All solutions used in RNA preparation should be treated with DEPC as follows: add DEPC as follows: add DEPC to 0.1% and vigorously stir for one hour to O/N followed by autoclaving for 30 minutes. Bake all glassware. Soak microfuge tubes and corex tubes in a beaker of DEPC water, or fill with DEPC water and place on nutator O/N, follwed by autoclaving.

Keep RNA prep on ice unless otherwise indicated.

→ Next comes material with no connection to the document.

PR #21786, opened 2026-09-21
Fix CloudFront invalidation globs that skip directory roots

jeffmerrick:
CloudFront invalidation paths ending in `/*` match everything below a directory but not the directory itself, so `/dev/*` never invalidated `/dev/`. On the 2026-09-21 marketing-web deploy every path under `/dev/` picked up the new build immediately while `/dev/` served a 22-minute-old object (`age=1324`) until the thirty-minute cache policy expired it.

1. Grind tissue wit baked mortor and pestle in liquid nitrogen. (5g of tissue will fill 2 ultracentrifuge tubes);

2. Add 5 volumes (v/w) homogenization buffer (4M guanidine thiocyanate, 25mM sodium citrate pH 7.0, 1.5% sarcosyl-0.1 M 2- mercaptoethanol added just prior to using) to ground tissue in a beaker or sterile Falcon tube and homogenize with polytron grinder at setting 6 for 2 minutes;

Note: guanidine thiocyante is NASTY-wear goggles, take care (wash/run polyton with EtOH and DEPC's water between sample)

3. Pour into corex tubes and spin in SS34 rotor at 12K rpm for 10 minutes.

4. Lay supernatant gently over 3.6ml CsCl cushion (5.7M CsCl, 0.1M EDTA, pH 7.0) in ultracentrifuge tube(s) and *BALANCE*; Note: transfer only clear liquid

5. Ultrancentrifuge O/N at 32K rpm (SW41T1) at room temperature

6. Vacuum suck, pipette, or pour off the liquid and set upside down 1-2 minutes to drain off liquid- suggest cutting off top of tube above pellet to avoid contamination with plant crud

7. 70% EtOH was pellet 2-3 times

8. Resuspend the pellet in DEPC-treated dH₂O or TE buffer (10mM Tris, 1mM EDTA, pH 8.0) and transfer to microfuge tube

9. EtOH precipitate the RNA by adding 0.1 colume of 3M sodium acetate (pH 5.2) and 2.5-3 volumes of EtOH. Spin 10-15 minutes, 4℃. Spin dry minimally in speed vac. Resuspend pellet in TE buffer or dH₂O.

10. Determine the RNA concentration at 260nm:

RNA conc. (µg/ml)= OD at 260nm x dilution factor x 40

DNA conc. (µg/ml)= OD at 260nm x dilution factor x 50

RNA should be used prompltly or alliquoted and stored at -70℃, avoid freeze/thaws.